### WHAT YOU HAVE TO DO
Please return each of the entries that follow, unchanged in every word.

### Stored data
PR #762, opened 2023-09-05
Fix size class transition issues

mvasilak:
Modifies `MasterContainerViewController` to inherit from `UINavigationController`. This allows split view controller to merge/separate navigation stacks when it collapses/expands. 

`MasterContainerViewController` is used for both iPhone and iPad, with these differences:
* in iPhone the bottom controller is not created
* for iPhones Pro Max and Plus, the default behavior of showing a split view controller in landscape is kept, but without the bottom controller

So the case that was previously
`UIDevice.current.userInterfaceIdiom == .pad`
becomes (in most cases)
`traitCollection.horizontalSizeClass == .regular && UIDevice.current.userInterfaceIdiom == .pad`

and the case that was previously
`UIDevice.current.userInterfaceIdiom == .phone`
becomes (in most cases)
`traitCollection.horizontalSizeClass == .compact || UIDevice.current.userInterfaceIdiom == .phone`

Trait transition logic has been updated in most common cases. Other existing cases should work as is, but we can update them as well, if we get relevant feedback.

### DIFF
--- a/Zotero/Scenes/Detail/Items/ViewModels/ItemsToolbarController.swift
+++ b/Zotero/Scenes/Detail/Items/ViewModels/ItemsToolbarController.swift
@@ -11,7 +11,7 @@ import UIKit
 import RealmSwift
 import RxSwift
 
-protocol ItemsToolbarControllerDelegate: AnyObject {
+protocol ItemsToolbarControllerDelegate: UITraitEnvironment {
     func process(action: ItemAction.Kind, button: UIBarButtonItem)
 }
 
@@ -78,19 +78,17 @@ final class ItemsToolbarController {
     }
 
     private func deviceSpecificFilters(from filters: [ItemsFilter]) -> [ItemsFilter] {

### ANSWER TO THIS PROBLEM
PR #762, opened 2023-09-05
Fix size class transition issues

mvasilak:
Modifies `MasterContainerViewController` to inherit from `UINavigationController`. This allows split view controller to merge/separate navigation stacks when it collapses/expands. 

`MasterContainerViewController` is used for both iPhone and iPad, with these differences:
* in iPhone the bottom controller is not created
* for iPhones Pro Max and Plus, the default behavior of showing a split view controller in landscape is kept, but without the bottom controller

So the case that was previously
`UIDevice.current.userInterfaceIdiom == .pad`
becomes (in most cases)
`traitCollection.horizontalSizeClass == .regular && UIDevice.current.userInterfaceIdiom == .pad`

and the case that was previously
`UIDevice.current.userInterfaceIdiom == .phone`
becomes (in most cases)
`traitCollection.horizontalSizeClass == .compact || UIDevice.current.userInterfaceIdiom == .phone`

Trait transition logic has been updated in most common cases. Other existing cases should work as is, but we can update them as well, if we get relevant feedback.

### DIFF
--- a/Zotero/Scenes/Detail/Items/ViewModels/ItemsToolbarController.swift
+++ b/Zotero/Scenes/Detail/Items/ViewModels/ItemsToolbarController.swift
@@ -11,7 +11,7 @@ import UIKit
 import RealmSwift
 import RxSwift
 
-protocol ItemsToolbarControllerDelegate: AnyObject {
+protocol ItemsToolbarControllerDelegate: UITraitEnvironment {
     func process(action: ItemAction.Kind, button: UIBarButtonItem)
 }
 
@@ -78,19 +78,17 @@ final class ItemsToolbarController {
     }
 
     private func deviceSpecificFilters(from filters: [ItemsFilter]) -> [ItemsFilter] {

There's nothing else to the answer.